I have recently read a bit about Lamport signatures (especially the approach using hash ladders to save disk space) and I found it very interesting that it entirely depends on a hash function.
So I asked myself the following question:
When you have a plaintext $p$ and hash it and concatenate it with its hash again and so on: plain -> $H(p) + H(H(p)) + H(H(H(p))) + ...$ ($n$-times)
is this a good source for randomness? Why not?
Does the attacker having a look at this output have any advantages in guessing the plaintext for large $n$?

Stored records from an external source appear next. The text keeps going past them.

PR #397, opened 2025-02-03
fix: Fix LinkedIn get_user() and create_post() method.

tybalex:
**What does this PR do:**
- address issue https://github.com/obot-platform/obot/issues/1567 by adding a retry mechanism to the `get_user()` function.
- address issue https://github.com/obot-platform/obot/issues/1576 by providing a manually crafted link to the post created.

### DIFF
--- a/linkedin/tools/posts.py
+++ b/linkedin/tools/posts.py
@@ -5,7 +5,7 @@ import os
 import requests
 
 
-async def create_post(client: RestliClient):
+async def create_post(client: RestliClient) -> dict:
     r = get_user(client)
     user_id = r["sub"]
     content = os.getenv("CONTENT")
@@ -96,10 +96,14 @@ async def create_post(client: RestliClient):
         raise ValueError(
             f"Error: failed to create post. Status code: {response.status_code}. Response: {response.entity}"
         )
+
+    response.entity["link"] = (
+        f"https://www.linkedin.com/feed/update/{response.entity['id']}"  # craft the link manually
+    )
     return response.entity
 
 
-def _register_upload(client: RestliClient, category: str):
+def _register_upload(client: RestliClient, category: str) -> tuple[str, dict]:
     url = "https://api.linkedin.com/v2/assets?action=registerUpload"
 
     headers = {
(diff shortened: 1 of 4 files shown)


linkedin/tools/posts.py
```diff
@@ -97,10 +96,14 @@ async def create_post(client: RestliClient):
         raise ValueError(
             f"Error: failed to create post. Status code: {response.status_code}. Response: {response.entity}"
         )
+
+    response.entity["link"] = (
+        f"https://www.linkedin.com/feed/update/{response.entity['id']}"  # craft the link manually
```
tybalex, line 101: the link to post created

linkedin/tools/users.py
```diff
@@ -1,8 +1,30 @@
...
+import time
+import sys
 
 
-@tool_registry.register_tool("GetCurrentUser")
-def get_user(client: RestliClient):
-    response = client.get(resource_path="/userinfo", access_token=ACCESS_TOKEN)
+def get_user(client: RestliClient) -> dict:
+
+    MAX_RETRIES = 3
```
tybalex, line 9: 3 retries to prevent a weird 401 error from the Linkedin API side.

linkedin/tools/users.py
```diff
@@ -1,8 +1,30 @@
...
+    DELAY = 1  # seconds between retries
+
+    for attempt in range(1, MAX_RETRIES + 1):
```
thedadams, line 12: It seems strange to me that we would need to retry this, Especially for a 401 error.

thedadams (approved):

linkedin/tools/users.py
tybalex: yeah, I am totally with you. Here is the detail of the issue:
Sometimes, the first time the tool makes a `get_user()` request , it gets such error response back:
```
\"status\": 401, \"serviceerrorcode\": 65601, \"code\": \"revoked_access_token\
```
and then the second time it just works without changing anything.
==================
My theory is: sometimes, the certain part of the Oauth process in the LinkedIn API server is so slow, such that after the access token is granted, our `get_user()` request hits the server earlier than the moment the access token is marked as a valid one in their system.

So I did find another way to fix this : add something like `time.sleep(2)` to the beginning of this function, and it works ..But  a `retry` probably makes more sense.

You have some file you want to encrypt. Hash the file with a good hash function (e.g. Keccak). Then concatenate this hash with a password you choose. From this you derive a hash concatenation like above until it is as long as the file you want to encrypt; lets call it "hashchain". Then XOR your file with the hashchain and when you are finished you write the hash of the original file to the beginning of your encrypted file. Destroy original file and hashchain.
When you want to decrypt, take your password and the hash of the original file (which we have written to the beginning of the encrypted file), concatenate and hash this until you have a file which has the size of the original file. XOR both again and you get back your file from the beginning.
Note: Using password and hash of the original file as the beginning for the hash chain makes us able to use the same password for encryption of different files.
- Is there a reason why this is not secure?
I have no only superficial knowledge about cryptography, please keep this in mind when answering.